What the exercise asks: The answer must consist solely of the lines from the one containing "Commit: 1697245f7a0438f4a81632f22cb0cc29aaa05d5c" to the end of the entries below, repeated exactly.

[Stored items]

Issue #3379, opened 2017-03-10
Exception when adding shows from trending lists


sharkykh:
When adding a show from trending(=Trakt) shows (popular=IMDB uses the same method),
and the show was deleted from TVDB, or the indexer ID is invalid, an exception is thrown.

Branch: trakt-images (**Shouldn't matter**)
Commit: 1697245f7a0438f4a81632f22cb0cc29aaa05d5c

Traceback
-------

Task output:
Commit: 1697245f7a0438f4a81632f22cb0cc29aaa05d5c

Traceback
-------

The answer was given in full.